Por Laura Di Marco
Con la inestimable ayuda de un marginal Facundo Jones Huala
y los desatinos de la ministra Patricia Bullrich, los pueblos originarios
-destratados y usados políticamente por Cristina Kirchner mientras estuvo en el
poder- acaban de caer dentro del agujero negro de la grieta.
Sometidos a una nueva malversación de la realidad, el conjunto de la comunidad mapuche -pacífica, en su inmensa mayoría- quedó convertida en el nuevo eje del mal: traidores a la patria, caníbales, terroristas, misóginos, ladrones. Semejante distorsión sólo equivale a confundir al islam con el Isis. "Le están regalando el voto de las comunidades indígenas a Cristina", rumorean cerca del cacique qom Félix Díaz, extrañamente callado después de haber apostado por Cambiemos y definitivamente herido por la estigmatización masiva que parece haber caído sobre su pueblo.

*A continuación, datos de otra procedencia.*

PR #273, opened 2021-06-17
Add new feature: nDodecane as fuel for combustion

### LINKED ISSUE #272: Add n-Dodecane to combustion chamber component
Hi!

I'm trying to model an aviation jet-prop, which uses Jet A-1 fuel, using TESPy.

Using n-Dodecane C12H26 instead of Jet A should be good enough, and it's included in CoolProp, however the combustion chamber component does not support it.

I've tried to add it myself, by adding it to the list of allowable fuels in combustion_chamber.setup_reaction_parameters, and adding the enthalpy of formation `hf['Dodecane'] = -352.1` to combustion_chamber.calc_lhv. The LHV calculation was pretty good, got ~44 MJ/kg.

When running a simple model with source --> compressor --> combustion chamber --> sink, the calculation can't seem to converge, no matter the starting conditions, so I guess I'm missing something else (the same model works with CH4 just fine).

What else is missing that will enable me to use this fuel in the model?

fwitte:
Resolve #272 

This PR adds new fuels to the class CombustionChamber. To check:

- Is the energy balance calculated correctly even for liquid fuels?
- Default starting values for nDodecane are really bad.

### DIFF
--- a/docs/whats_new/v0-4-4.rst
+++ b/docs/whats_new/v0-4-4.rst
@@ -1,0 +1,25 @@
+v0.4.4 - Someversion (July, 12, 2021)
++++++++++++++++++++++++++++++++++++++
+
+Documentation
+#############
+- Fix some typos here and there.
+
+Bug Fixes
+#########
+- Fix pandas version 1.3.0 dependencies
+  (`PR #277 <https://github.com/oemof/tespy/pull/277>`_).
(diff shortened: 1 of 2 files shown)


fwitte:
Will add nDodecane with gaseous reference state for the moment. The topic of the fluid's reference state for combustion calculations may need in depth investigation in the future.

PR #294, opened 2021-11-30
New Feature: Support for INCOMP binary mixtures

jelic1marko:
This pull request aims to implement minor changes to the backend processing of fluid properties so that mass-based binary mixtures included in CoolProp can be natively supported as network fluids. These fluids are crucial for simulation of low temperature applications such as ground-sourced energy.

The API is relatively straightforward. These mixtures should be included into the network just as any other, with a specified mass fraction and back end following the given syntax:

nw = Network(fluids=['INCOMP::MEG[0.2]', 'INCOMP::MPG[0.4]', 'water', ...], ...)

while these fluids can later be utilized as connection parameters like:

meg_in_hx.set_attr(fluid={'MEG[0.2]': 1, 'MPG[0.4]': 0, 'water': 0, ...}, ...).

No bugs appear to arise from this introduction and the regular operation appears not to be influenced in any way.

A simple demonstration of how these mixtures can be utilized is depicted in tutorials/binary_mixtures.py.

### DIFF
--- a/docs/tespy_modules/fluid_properties.rst
+++ b/docs/tespy_modules/fluid_properties.rst
@@ -45,8 +45,10 @@ cover liquid state only.
 
 Fluid mixtures
 --------------
-CoolProp provides fluid properties for two component mixtures. BUT: These are
-NOT integrated in TESPy! Nevertheless, you can use fluid mixtures for gases.
+CoolProp provides fluid properties for two component mixtures. Through the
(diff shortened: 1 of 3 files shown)


fwitte:
Thank you very much for you suggestion :). Will look into it as soon as possible. We might need to set up one or two tests, and then we can include it with the next release.

fwitte:
Dealt with by #384

Issue #299, opened 2022-01-10
New component: Diabatic Compressor


maltefritz:
For the simulation of heat pumps, we (@jfreissmann and me) would like to use an actively cooled compressor. With the current implementation, this is not possible, because an adiabatic compression is assumed within the standard component.

Together with @fwitte we implemented a version of the component that uses a fixed ratio between the cooling heat flow and compressor power. This ratio currently has to be set by the user. Our aim is to have this ratio be variable or even a result of other component parameters (i.e. polytropic efficiency). You can find our code in the feature branch features/DiabaticCompressor.

Questions to other users working on similar projects:
    - Does anybody have literature regarding the stationary modelling of diabatic compressors?
    - Has anybody already implemented a diabatic compressor or worked on a similar problem?

PR #300, opened 2022-01-10
New Component: DiabaticCompressor

maltefritz:
See issue #299


fwitte:
Is this still ongoing?

fwitte:
One could implement polytropic compressor here, for example see [doi.org/10.1115/1.3239827](https://doi.org/10.1115/1.3239827) or https://www.turbomachinerymag.com/view/compressor-performance-and-thermodynamic.

PR #326, opened 2022-03-24
Include chemical exergy in ExergyAnalysis

KarimHShawky:
Addition to the chemical exergy feature to be able to use the calculated chemical exergy in the ExergyAnalysis

- Added Ex_chemical to E_bus in Components Sink and Source.
- Added Exergy Balance to Diabatic Combustion Chamber.
- Modified ExergyAnalysis to include chemical Exergy. Work in Progress

Currently the fkt_groups in the ExergyAnalysis are still not working properly. There doesn't exist a way to Split into chemical and physical exergy when assigning the E_P and E_F of the Network 
=> epsilon therefore can differ


fwitte:
Closing this, we move on in #322

PR #327, opened 2022-04-08
Feature/thermosteam

nkawerau:
This feature provides the option to use Thermosteam (https://thermosteam.readthedocs.io/en/latest/) as fluid properties back end, located in tespy/tools/fluid_properties.py. Use the keyword "TS" for Thermosteam instead of the standard usage of "HEOS" (Helmholtz equation of state).

Example: `fluid_network = Network( fluids = ["TS::H2O", "TS::KOH"] )`

For now, the feature is designed to use aqueous potassium hydroxide [H20(l) + KOH(aq)] as liquid fluid components and hydrogen + oxygen [H2(g) + O2(g)] as gaseous fluid components, a more generalized approach is targeted.


fwitte:
This will fall into works of #384, closing here for now.

Issue #405, opened 2026-07-10
[Bug] claude_code: AskUserQuestion/plan dialogs classify as idle/completed — inbox delivery auto-answers user decision dialogs


chaogebaba:
## Symptom

When a `claude_code` terminal is showing an interactive decision dialog (AskUserQuestion option picker, plan-approval prompt), the provider's status detection classifies the screen as `idle` or `completed` — not `waiting_user_answer`.

Because inbox delivery gates only on idle/completed, a queued message is then delivered into the dialog: the message text is typed and the trailing **Enter submits the currently-focused dialog option** (for AskUserQuestion that's the first/"Recommended" one). A worker's callback can literally answer a human's decision dialog.

## Observed live

2026-07-09 ~17:59 (local logs): a supervisor terminal's AskUserQuestion dialog was auto-answered by an incoming worker-callback delivery — the Enter keystroke selected the recommended option without any human input.

## Root cause pointer

- `src/cli_agent_orchestrator/providers/claude_code.py` — status detection has no `WAITING_USER_ANSWER` classification for AskUserQuestion / plan-approval screens; the surrounding idle chrome wins.
- `src/cli_agent_orchestrator/services/inbox_service.py` — delivery treats idle/completed as safe-to-type.

Any dialog-protection layer that defers delivery on `waiting_user_answer` is inert for these screens because the classification never happens.

## Suggested direction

De uno y otro lado de la grieta, los temas que quedan
atrapados en ella terminan convirtiéndose en granadas de mano. Sometidos
indefectiblemente a un proceso de deformación, nunca se tratan para lograr una
compresión más profunda de los hechos (eso es lo de menos) sino para lastimar
políticamente al "enemigo".
Asociar masivamente a los pueblos aborígenes con la
violencia -una comunidad identitaria de un millón y medio de personas, donde
conviven unas 40 etnias- es como afirmar que todos los pobres son criminales o
que, en los 70, la Argentina era montonera.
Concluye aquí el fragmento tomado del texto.